The case fatality rates for stage I, II, III, and IV colorectal cancers have been reported to be approximately 6, 11, 30, and 79%, respectively [11]. In particular, the 5-year survival rate of synchronous peritoneal carcinomatosis (PC) from colorectal cancer (8.1%) was worse than that of metachronous PC from colorectal cancer (25.4%) [12]. The presence of PC from colorectal cancer is frequently diagnosed during surgery, and 91% of cases of PC from colorectal cancer are not preoperatively detected [13]. The operating surgeon has to select the appropriate treatment strategy, which can include systemic chemotherapy, complete cytoreductive surgery, intraperitoneal chemotherapy, and systemic chemotherapy; temporary surgery, such as a stoma; systemic chemotherapy alone or best supportive care; etc. [14]. In case 2, adjuvant chemotherapy was stopped because of cerebral infarction. The combination of irradiation and immunotherapy with AFTV, as a new additional therapy, did not cause any grade 2–4 adverse effects and ensured long-lasting complete remission. The effect of AFTV could be further explored in other similar cases. In addition, hyperthermic intraperitoneal chemotherapy (HIPEC) surgery is another option for cases in which first-line chemotherapy fails to downstage the cancer [15].

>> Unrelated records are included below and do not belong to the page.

PR #453, opened 2024-05-21
IntermediateRoot: add flag for threshold to update concurrently

Francesco4203:
Divide the root updating of stateObjects into goroutines if number of stateObjects is at least the threshold


cmd/utils/flags.go
```diff
@@ -1071,6 +1071,13 @@ var (
 		Usage:    "List of mock bls public keys which are reflect 1:1 with mock.validators",
 		Category: flags.MockCategory,
 	}
+
+	ConcurrentUpdateThresholdFlag = &cli.IntFlag{
+		Name:     "concurrencyupdatethreashold",
```
minh-bq, line 1076: nit: concurrent-update-threshold
I think this flag name is too long and a little bit hard to read so adding some dashes looks better

core/state/state_object.go
```diff
@@ -319,7 +319,7 @@ func (s *stateObject) finalise(prefetch bool) {
 
 // updateTrie writes cached storage modifications into the object's storage trie.
 // It will return nil if the trie has not been loaded and no changes have been made
-func (s *stateObject) updateTrie(db Database) Trie {
+func (s *stateObject) updateTrie(db Database, concurrent bool) Trie {
```
minh-bq, line 322: I think change this variable to skipTrieUpdate is more reasonable

core/state/state_object.go
```diff
@@ -369,16 +376,46 @@ func (s *stateObject) updateTrie(db Database) Trie {
...
+		if value == s.originStorage[key] {
+			continue
+		}
+		s.originStorage[key] = value
+
+		var v []byte
+
+		if (value == common.Hash{}) {
+			s.setError(tr.TryDelete(key[:]))
+			s.db.StorageDeleted += 1
```
minh-bq, line 400: This is shared resource, not safe to update concurrently. Moreover, this is updated in updateTrie already

core/state/state_object.go
```diff
@@ -369,16 +376,46 @@ func (s *stateObject) updateTrie(db Database) Trie {
...
+		} else {
+			v, _ = rlp.EncodeToBytes(common.TrimLeftZeroes(value[:]))
+			s.setError(tr.TryUpdate(key[:], v))
+			s.db.StorageUpdated += 1
```
minh-bq, line 404: Same as above comment

core/state/statedb.go
```diff
@@ -855,11 +863,52 @@ func (s *StateDB) IntermediateRoot(deleteEmptyObjects bool) common.Hash {
 	// the account prefetcher. Instead, let's process all the storage updates
 	// first, giving the account prefeches just a few more milliseconds of time
 	// to pull useful data from disk.
+
+	// ---------------------------------------------- DEBUGGING -------------------------------------------------------------------------------------------
```
minh-bq, line 867: Please clean this up

core/state/statedb.go
```diff
@@ -855,11 +863,52 @@ func (s *StateDB) IntermediateRoot(deleteEmptyObjects bool) common.Hash {
...
+
+	// Get the stateObjects needed to be updated
+	updateObjs := []*stateObject{}
 	for addr := range s.stateObjectsPending {
 		if obj := s.stateObjects[addr]; !obj.deleted {
-			obj.updateRoot(s.db)
+			updateObjs = append(updateObjs, obj)
+			obj.updateTrie(s.db, true)
```
minh-bq, line 874: We should use `ConcurrentUpdateThreshold` config to determine if we need to update trie concurrently or not

core/state/statedb.go
```diff
@@ -855,11 +863,52 @@ func (s *StateDB) IntermediateRoot(deleteEmptyObjects bool) common.Hash {
...
 		}
 	}
+	min := func(a, b int) int {
```
minh-bq, line 877: With the new way of calculating number of objects per routine, this function is only called once, so I think removing this function and using if for that one is better

core/state/state_object.go
```diff
@@ -332,26 +332,33 @@ func (s *stateObject) updateTrie(db Database) Trie {
 	// The snapshot storage map for the object
 	var storage map[common.Hash][]byte
 	// Insert all the pending updates into the trie
-	tr := s.getTrie(db)
+	var tr Trie = nil
```
minh-bq, line 335: nit: don't need to initialize to nil here, the default value is nil already

PR #459, opened 2024-05-23
rawdb: query contract code using new scheme only

minh-bq:
Commit 87c0ba92136a ("core, eth, les, trie: add a prefix to contract code (#21080)") on Ethereum changes the key scheme to save contract code. This makes the rawdb.ReadCode must query using both old and new scheme. However, Ronin starts after this commit, so all code is stored using new scheme. Remove the old scheme query to save 1 database read when read code.


huyngopt1994 (approved):
LGTM

PR #460, opened 2024-05-24
core/state: reduce memory allocation in IsAddressBlacklisted

minh-bq:
IsAddressBlacklisted is a hot function as it is called at least twice when processing a transaction in block to check the sender, recipient address in legacy transaction and 1 more with payer address in sponsored transaction. This PR tries to reduce memory allocation in this function by avoiding converting back and forth through big.Int but write the bytes directly to slice.

go test -bench=BenchmarkIsAddressBlacklisted -benchtime=5s

Before this PR
```
goos: linux
goarch: amd64
pkg: github.com/ethereum/go-ethereum/core/state
BenchmarkIsAddressBlacklisted-8          3112669              1805 ns/op            1008 B/op         16 allocs/op
```
After this PR
```
goos: linux
goarch: amd64
pkg: github.com/ethereum/go-ethereum/core/state
BenchmarkIsAddressBlacklisted-8          3698192              1668 ns/op             784 B/op          8 allocs/op
```

### DIFF
--- a/core/state/statedb_utils.go
+++ b/core/state/statedb_utils.go
@@ -34,7 +34,12 @@ var (
 	slotRoninValidatorMapping = map[string]uint64{
 		VALIDATORS: 6,
 	}
+	valueOne common.Hash
 )
+
+func init() {
+	valueOne.SetBytes([]byte{0x1})
+}
 
 // IsWhitelistedDeployer reads the contract storage to check if an address is allow to deploy
 func IsWhitelistedDeployerV2(statedb *StateDB, address common.Address, blockTime uint64, whiteListContract *common.Address) bool {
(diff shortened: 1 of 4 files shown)


core/state/statedb_utils.go
```diff
@@ -95,14 +95,17 @@ func IsAddressBlacklisted(statedb *StateDB, blacklistAddr *common.Address, addre
 	contract := *blacklistAddr
 	disabledSlot := slotBlacklistContractMapping[DISABLED]
 	disabled := statedb.GetState(contract, GetLocSimpleVariable(disabledSlot))
-	if disabled.Big().Cmp(big.NewInt(1)) == 0 {
+
+	var valueOne common.Hash
```
DNK90, line 99: could you make it as a constant instead of doing this?

core/state/statedb_utils.go
```diff
@@ -95,14 +100,15 @@ func IsAddressBlacklisted(statedb *StateDB, blacklistAddr *common.Address, addre
 	contract := *blacklistAddr
 	disabledSlot := slotBlacklistContractMapping[DISABLED]
 	disabled := statedb.GetState(contract, GetLocSimpleVariable(disabledSlot))
-	if disabled.Big().Cmp(big.NewInt(1)) == 0 {
+
+	if disabled == valueOne {
```
huyngopt1994, line 104: I think we wanna change value to variable, then it should show its purpose. `disabledStateValue` using this name is better

huyngopt1994:
seem a little cons related to timestamp for full ops 
6168584256 (After)
5618367545 (Before)

huyngopt1994 (approved):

It has been reported that X-ray irradiation upregulates glioma cell immunogenicity [16], and this phenomenon suggests that the combination of irradiation and immunotherapy may be a good therapeutic candidate against malignant cells [17,18,19]. Moreover, it has been shown that this combination treatment can enhance antitumor effects [20,21,22]. Active immunotherapy can induce tumor-specific cytotoxic T lymphocytes (CTLs) and achieve a long-term antitumor immune response, and the autologous fixed tumor tissue is expected to provide many tumor antigens that may be recognized by a patient’s immune system resulting in a specific antitumor response [23, 24]. Thus, the treatment course of the present patients with the additional immunotherapy (AFTV) is considered to be well justified.

As delayed-type hypersensitivity (DTH) testing is commonly used to measure specific antitumor cellular immune reactivity, it can be used to evaluate the antitumor cellular immune status immediately before and then after AFTV treatment. The reactivity was found to be positive 2 weeks after the last AFTV injection in both of the present cases. Therefore, the cellular immune response against the carcinoma was induced by the AFTV treatment; however, the effect was weak and slow, and we assume that radiation and chemotherapy contributed to the eradication of the carcinoma with metastasis [1].

Generally, the prognoses of stage IV gall bladder cancer and abdominal wall-metastasized colon cancer are very poor, despite the conventional treatments. At present, the quality of life of our patients is very good, without any recurrence. Moreover, the adverse effects of AFTV were less than grade 2 according to the NCI Common Terminology Criteria for Adverse Events (CTCAE) [25]. Therefore, combination therapy including AFTV should be considered for cases of advanced cancer, although larger-scale randomized and pivotal clinical trials are necessary to confirm the efficacy of AFTV.

In summary, we report the success of combination therapy including AFTV in cases of stage IV heavily metastasized gall bladder cancer and abdominal wall-metastasized colon cancer. Both patients experienced long-lasting, complete remission. Therefore, combination therapy including AFTV should be considered in patients with advanced cancer of the digestive organs.